### EXERCISE GOAL
Output each line of the material exactly as it stands.

*** STORED DATA

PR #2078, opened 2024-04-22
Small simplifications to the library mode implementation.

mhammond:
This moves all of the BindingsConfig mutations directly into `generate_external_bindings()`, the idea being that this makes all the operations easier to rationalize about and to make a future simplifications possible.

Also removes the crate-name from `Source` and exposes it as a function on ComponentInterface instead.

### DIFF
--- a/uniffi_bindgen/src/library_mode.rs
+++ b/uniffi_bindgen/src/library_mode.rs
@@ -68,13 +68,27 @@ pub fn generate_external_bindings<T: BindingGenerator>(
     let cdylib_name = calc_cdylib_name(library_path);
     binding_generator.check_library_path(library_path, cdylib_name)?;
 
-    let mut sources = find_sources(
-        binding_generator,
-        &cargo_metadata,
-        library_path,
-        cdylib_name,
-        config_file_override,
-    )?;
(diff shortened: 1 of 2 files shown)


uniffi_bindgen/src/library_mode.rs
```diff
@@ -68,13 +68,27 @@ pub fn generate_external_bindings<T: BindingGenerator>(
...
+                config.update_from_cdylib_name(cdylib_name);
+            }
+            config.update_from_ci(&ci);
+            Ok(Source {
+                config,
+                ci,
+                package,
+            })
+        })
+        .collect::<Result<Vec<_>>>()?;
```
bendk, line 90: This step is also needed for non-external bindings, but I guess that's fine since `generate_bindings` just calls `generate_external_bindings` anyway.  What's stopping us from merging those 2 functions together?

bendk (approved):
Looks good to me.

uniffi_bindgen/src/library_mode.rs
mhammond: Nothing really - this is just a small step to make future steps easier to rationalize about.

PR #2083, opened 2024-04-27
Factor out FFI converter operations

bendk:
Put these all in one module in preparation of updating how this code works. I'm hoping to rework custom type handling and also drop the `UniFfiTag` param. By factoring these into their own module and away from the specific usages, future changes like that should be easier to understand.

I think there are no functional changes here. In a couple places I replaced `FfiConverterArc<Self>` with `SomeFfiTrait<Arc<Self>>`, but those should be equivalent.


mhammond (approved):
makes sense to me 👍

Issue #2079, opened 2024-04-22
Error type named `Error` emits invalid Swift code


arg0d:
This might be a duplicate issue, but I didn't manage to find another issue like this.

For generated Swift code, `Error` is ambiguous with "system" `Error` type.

******

### SOLUTION TO THIS TASK
PR #2078, opened 2024-04-22
Small simplifications to the library mode implementation.

mhammond:
This moves all of the BindingsConfig mutations directly into `generate_external_bindings()`, the idea being that this makes all the operations easier to rationalize about and to make a future simplifications possible.

Also removes the crate-name from `Source` and exposes it as a function on ComponentInterface instead.

### DIFF
--- a/uniffi_bindgen/src/library_mode.rs
+++ b/uniffi_bindgen/src/library_mode.rs
@@ -68,13 +68,27 @@ pub fn generate_external_bindings<T: BindingGenerator>(
     let cdylib_name = calc_cdylib_name(library_path);
     binding_generator.check_library_path(library_path, cdylib_name)?;
 
-    let mut sources = find_sources(
-        binding_generator,
-        &cargo_metadata,
-        library_path,
-        cdylib_name,
-        config_file_override,
-    )?;
(diff shortened: 1 of 2 files shown)


uniffi_bindgen/src/library_mode.rs
```diff
@@ -68,13 +68,27 @@ pub fn generate_external_bindings<T: BindingGenerator>(
...
+                config.update_from_cdylib_name(cdylib_name);
+            }
+            config.update_from_ci(&ci);
+            Ok(Source {
+                config,
+                ci,
+                package,
+            })
+        })
+        .collect::<Result<Vec<_>>>()?;
```
bendk, line 90: This step is also needed for non-external bindings, but I guess that's fine since `generate_bindings` just calls `generate_external_bindings` anyway.  What's stopping us from merging those 2 functions together?

bendk (approved):
Looks good to me.

uniffi_bindgen/src/library_mode.rs
mhammond: Nothing really - this is just a small step to make future steps easier to rationalize about.

PR #2083, opened 2024-04-27
Factor out FFI converter operations

bendk:
Put these all in one module in preparation of updating how this code works. I'm hoping to rework custom type handling and also drop the `UniFfiTag` param. By factoring these into their own module and away from the specific usages, future changes like that should be easier to understand.

I think there are no functional changes here. In a couple places I replaced `FfiConverterArc<Self>` with `SomeFfiTrait<Arc<Self>>`, but those should be equivalent.


mhammond (approved):
makes sense to me 👍

Issue #2079, opened 2024-04-22
Error type named `Error` emits invalid Swift code


arg0d:
This might be a duplicate issue, but I didn't manage to find another issue like this.

For generated Swift code, `Error` is ambiguous with "system" `Error` type.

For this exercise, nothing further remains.